L’arredamento della sua stanza è il perfetto specchio della sua personalità: spartana ma delicata, per lo più riempita da strumenti libri e cd, l’unico elemento di colore sono le cartoline sulle pareti e le poltrone sulle quali ci accomodiamo. Qui tra una risata, un bicchiere di estathè (rigorosamente al limone) e biscotti fatti in casa, l’intervista diventa una piacevole chiacchierata che sa di intimità e passione.

Antonio ci racconti del tuo percorso partendo dagli esordi?

Ho iniziato a suonare con una band a 20 anni: i Jacob’s room, già con pezzi scritti da me. A quell’età non hai la presunzione di dire: “Io sono Antonio Firmani”.  Rispetto ad oggi non è cambiato quasi niente, forse solo dal punto di vista del sound, della parte “formale” della canzone che prima era più strumentale, più post rock, ora, invece, si sono aggiunti molti più strumenti, più cantati. Il procedimento  rimane sempre lo stesso: scrivo pezzi, li compongo, li arrangio e poi li porto sul palco.
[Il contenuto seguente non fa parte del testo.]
PR #565, opened 2021-07-07
8269807: Implement the fix for JDK-8269240 in the panama-foreign repo

JornVernee:
Hi,

This patch re-writes the prologue and epilogue code of upcalls to model what is done for JNI by `JavaCallWrapper`. The old code did more or less the inverse of what was happening for downcalls, but this is not correct. The new code uses a pair of calls in the prologue and epilogue to `ProgrammableUpcallHandler::on_entry` and `ProgrammableUpcallHandler::on_exit`.

We now also need to save a little bit more information about the entry frame, namely the `JNIHandle` block that the prologue allocates, and the old handle block to restore later and for the GC to inspect. I've expanded the existing `AuxiliarySaves` struct for this and renamed and moved it to be a nested type in `OptimizedEntryBlob`. The move is mostly to avoid circular dependencies between headers.

During this rewrite, I also noticed that the return value of an upcall was not properly spilled around a call to detach a thread in the epilogue (only needed when we attached it in the prologue). Since we now always have a call in the epilogue, I've added the missing spill and fill code.

Since this was not caught by our existing testing, I've added an additional mode to TestUpcall to run test cases on a separate thread as well. I've split the three cases in TestUpcall into separate jtreg tests to keep execution times down, and to make it easier to see what failed if there is a test failure. (I'm not sure if there's a better way to ignore some testng test methods in jtreg other than throwing a `SkipException`, which also fills the console log unfortunately).

I've also added cases for testing with concurrent GCs to the test (`AsyncStackWalk`) against which the original failure was reported.

Besides that, there is a minor cleanup of some existing assert code that was copy/pasted, as well as a change to `TestByteBuffer` that was failing on WSL because of an function not being implemented, which I've now handled by skipping the test in that case.

Thanks,
Jorn

---------
### Progress

### Issue
 * [JDK-8269807](https://bugs.openjdk.java.net/browse/JDK-8269807): Implement the fix for JDK-8269240 in the panama-foreign repo

### Reviewers

### Reviewing

Checkout this PR locally: \
`$ git fetch https://git.openjdk.java.net/panama-foreign pull/565/head:pull/565` \
`$ git checkout pull/565`

`$ git checkout pull/565` \
`$ git pull https://git.openjdk.java.net/panama-foreign pull/565/head`

</details>

Checkout this PR locally: \
`$ git pr checkout 565`

`$ git pr show -t 565`

</details>

<a href="https://git.openjdk.java.net/panama-foreign/pull/565.diff">https://git.openjdk.java.net/panama-foreign/pull/565.diff</a>

</details>

### DIFF
--- a/make/test/JtregNativeJdk.gmk
+++ b/make/test/JtregNativeJdk.gmk
@@ -54,6 +54,7 @@ BUILD_JDK_JTREG_EXECUTABLES_CFLAGS_exeJliLaunchTest := \
     -I$(TOPDIR)/src/java.base/$(OPENJDK_TARGET_OS)/native/libjli
 
 BUILD_JDK_JTREG_LIBRARIES_LDFLAGS_libAsyncStackWalk := $(LIBCXX)
+BUILD_JDK_JTREG_LIBRARIES_LDFLAGS_libAsyncInvokers := $(LIBCXX)
 
 # Platform specific setup
 ifeq ($(call isTargetOs, windows), true)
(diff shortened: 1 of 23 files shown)


mcimadamore (approved):
I'm not a C2 expert, but from some offline discussions it seems like this fix might help with some of the issues we have seen in [1]. So I'm happy to have this integrated, so that we can test it more (which would also help this same fix being integrated into mainline).

[1] - https://mail.openjdk.java.net/pipermail/panama-dev/2021-June/014150.html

C’è differenza tra le tue prime esibizioni e quelle di adesso?

Principalmente è che nei soundcheck sono parecchio più pignolo. Quando sei agli inizi sei il “ragazzino”, sembra già tanto che ti stanno facendo suonare. Invece quando vai con un bagaglio di esperienze, quando ti emancipi dall’amatoriale e sei più esperto nel tuo lavoro, sai cosa vuoi, sai cosa ti serve e ti puoi permettere di fare delle richieste. E’ un po’ una jungla, dove se non sei forte, ti mettono i piedi in testa. Questo capita soprattutto negli ambienti non del tutto professionali, ma a metà strada tra l’amatoriale e il professionale. Certe pretese e certe libertà artistiche te le puoi prendere da un certo punto in poi. Un’altra differenza oggettiva sono i posti in cui suono.  E’ normale, all’inizio vai a suonare anche nella bettola, poi inizi a selezionare di più, a costruirti un “giro”. Non sono ancora mai uscito dalla Campania, tranne che per un paio di date, però qui bene o male ho suonato un po’ ovunque.

C’è stato qualche evento, qualche momento più decisivo che ha dato una svolta alla tua carriera?
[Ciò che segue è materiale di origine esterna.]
PR #566, opened 2021-07-07
Remove mem barriers to allow loop optimizations for vectors accessing off-heap

rsmogura:
This patch is to remove memory barriers, to allow better optimization of loops.

With mem barriers loops can't be optimized too much as code in compiler can not traverse loop back control through mem barriers to determine exit condition.

**Looking for feedback about possible impact.**

Partially discussed in, and extracted from https://mail.openjdk.java.net/pipermail/panama-dev/2021-June/014204.html

After
```
Benchmark                                       (size)  Mode  Cnt      Score      Error  Units
VectorCopySegments.copyWithNative                 1024  avgt   10     20.293 ?    0.436  ns/op
VectorCopySegments.copyWithNative              1048576  avgt   10  22270.840 ?  579.533  ns/op
VectorCopySegments.copyWithNativeShared           1024  avgt   10     15.854 ?    0.061  ns/op
VectorCopySegments.copyWithNativeShared        1048576  avgt   10  21948.236 ?   43.981  ns/op
VectorCopySegments.copyWithNativeToArray          1024  avgt   10     20.318 ?    0.347  ns/op
VectorCopySegments.copyWithNativeToArray       1048576  avgt   10  22142.499 ?  305.501  ns/op
VectorCopySegments.copyWithVector                 1024  avgt   10     31.240 ?    0.333  ns/op
VectorCopySegments.copyWithVector              1048576  avgt   10  25320.898 ?  118.397  ns/op
VectorCopySegments.copyWithVectorDirectBuffer     1024  avgt   10     21.605 ?    0.210  ns/op
VectorCopySegments.copyWithVectorDirectBuffer  1048576  avgt   10  23613.272 ? 1030.153  ns/op
VectorCopySegments.copyWithVectorShared           1024  avgt   10     19.897 ?    0.485  ns/op
VectorCopySegments.copyWithVectorShared        1048576  avgt   10  24719.767 ?  453.725  ns/op
VectorCopySegments.copyWithVectorShuffle          1024  avgt   10     36.364 ?    0.669  ns/op
VectorCopySegments.copyWithVectorShuffle       1048576  avgt   10  29730.528 ?  339.100  ns/op
VectorCopySegments.copyWithVectorToArray          1024  avgt   10     29.282 ?    0.338  ns/op
VectorCopySegments.copyWithVectorToArray       1048576  avgt   10  28502.004 ?  593.347  ns/op
VectorCopySegments.copyWithVectorUnroller         1024  avgt   10     36.368 ?    0.092  ns/op
VectorCopySegments.copyWithVectorUnroller      1048576  avgt   10  21528.433 ?  303.141  ns/op
```

Before
```
Benchmark                                       (size)  Mode  Cnt      Score      Error  Units
VectorCopySegments.copyWithVector                 1024  avgt   10     30.841 ?    0.119  ns/op
VectorCopySegments.copyWithVector              1048576  avgt   10  44834.639 ?  746.965  ns/op
VectorCopySegments.copyWithVectorShuffle          1024  avgt   10     47.797 ?    0.672  ns/op
VectorCopySegments.copyWithVectorShuffle       1048576  avgt   10  61171.416 ? 5656.479  ns/op
VectorCopySegments.copyWithVectorUnroller         1024  avgt   10     49.522 ?    1.027  ns/op
VectorCopySegments.copyWithVectorUnroller      1048576  avgt   10  72145.653 ?  987.111  ns/op
```

---------
### Progress

### Reviewing

Checkout this PR locally: \
`$ git fetch https://git.openjdk.java.net/panama-foreign pull/566/head:pull/566` \
`$ git checkout pull/566`

`$ git checkout pull/566` \
`$ git pull https://git.openjdk.java.net/panama-foreign pull/566/head`

</details>

Checkout this PR locally: \
`$ git pr checkout 566`

`$ git pr show -t 566`

</details>

<a href="https://git.openjdk.java.net/panama-foreign/pull/566.diff">https://git.openjdk.java.net/panama-foreign/pull/566.diff</a>

</details>

### DIFF
--- a/make/data/symbols/java.base-H.sym.txt
+++ b/make/data/symbols/java.base-H.sym.txt
@@ -209,7 +209,8 @@ header extends java/lang/RuntimeException flags 21
 class name java/lang/runtime/SwitchBootstraps
 header extends java/lang/Object flags 21 classAnnotations @Ljdk/internal/javac/PreviewFeature;(feature=eLjdk/internal/javac/PreviewFeature$Feature;SWITCH_PATTERN_MATCHING;)
 innerclass innerClass java/lang/invoke/MethodHandles$Lookup outerClass java/lang/invoke/MethodHandles innerClassName Lookup flags 19
-method name typeSwitch descriptor (Ljava/lang/invoke/MethodHandles$Lookup;Ljava/lang/String;Ljava/lang/invoke/MethodType;[Ljava/lang/Object;)Ljava/lang/invoke/CallSite; thrownTypes java/lang/Throwable flags 89
+method name typeSwitch descriptor (Ljava/lang/invoke/MethodHandles$Lookup;Ljava/lang/String;Ljava/lang/invoke/MethodType;[Ljava/lang/Object;)Ljava/lang/invoke/CallSite; flags 89
+method name enumSwitch descriptor (Ljava/lang/invoke/MethodHandles$Lookup;Ljava/lang/String;Ljava/lang/invoke/MethodType;[Ljava/lang/Object;)Ljava/lang/invoke/CallSite; flags 89
 
 class name java/net/DatagramSocket
 -method name setDatagramSocketImplFactory descriptor (Ljava/net/DatagramSocketImplFactory;)V
@@ -454,8 +455,7 @@ innerclass innerClass java/io/ObjectInputStream$GetField outerClass java/io/Obje
 innerclass innerClass java/io/ObjectOutputStream$PutField outerClass java/io/ObjectOutputStream innerClassName PutField flags 409
 
 class name java/util/SplittableRandom
-header extends jdk/internal/util/random/RandomSupport$AbstractSplittableGenerator flags 31 runtimeAnnotations @Ljdk/internal/util/random/RandomSupport$RandomGeneratorProperties;(name="SplittableRandom",i=I64,j=I0,k=I0,equidistribution=I1)
-innerclass innerClass jdk/internal/util/random/RandomSupport$AbstractSplittableGenerator outerClass jdk/internal/util/random/RandomSupport innerClassName AbstractSplittableGenerator flags 409
+header extends java/lang/Object implements java/util/random/RandomGenerator,java/util/random/RandomGenerator$SplittableGenerator flags 31 runtimeAnnotations @Ljdk/internal/util/random/RandomSupport$RandomGeneratorProperties;(name="SplittableRandom",i=I64,j=I0,k=I0,equidistribution=I1)
 innerclass innerClass java/util/random/RandomGenerator$SplittableGenerator outerClass java/util/random/RandomGenerator innerClassName SplittableGenerator flags 609
 -method name nextInt descriptor (I)I
 -method name nextInt descriptor (II)I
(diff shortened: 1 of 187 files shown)


PaulSandoz:
@iwanowww will know more. Ideally this should be targeted at `panama-vector/vectorIntrinsics` and/or `jdk/jdk`, then it should make its way automatically to the `panama-foreign` repos.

In realtà forse ancora devo voltare pagina. Anche se questo progetto ha un anno e mezzo e abbiamo suonato tanto – parlo di me e dei musicisti che mi accompagnano – non siamo del tutto usciti dall’amatorialità. L’EP che abbiamo realizzato ha avuto tantissime recensioni positive, ma sento l’esigenza di realizzare un disco. Sto aspettando una produzione, che è l’unica cosa che mi permetterebbe di fare un vero salto di qualità. Per esempio a settembre all’Atellana Festival ho vinto il premio della critica ed è  un riconoscimento significativo, che mi ha fatto davvero piacere, ma  non è qualcosa di grosso ancora. Se tu riesci ad avere una produzione, riesci ad entrare in altri circuiti e allora lì è tutta un’altra storia.

Hai già un’idea di come “voltare pagina”?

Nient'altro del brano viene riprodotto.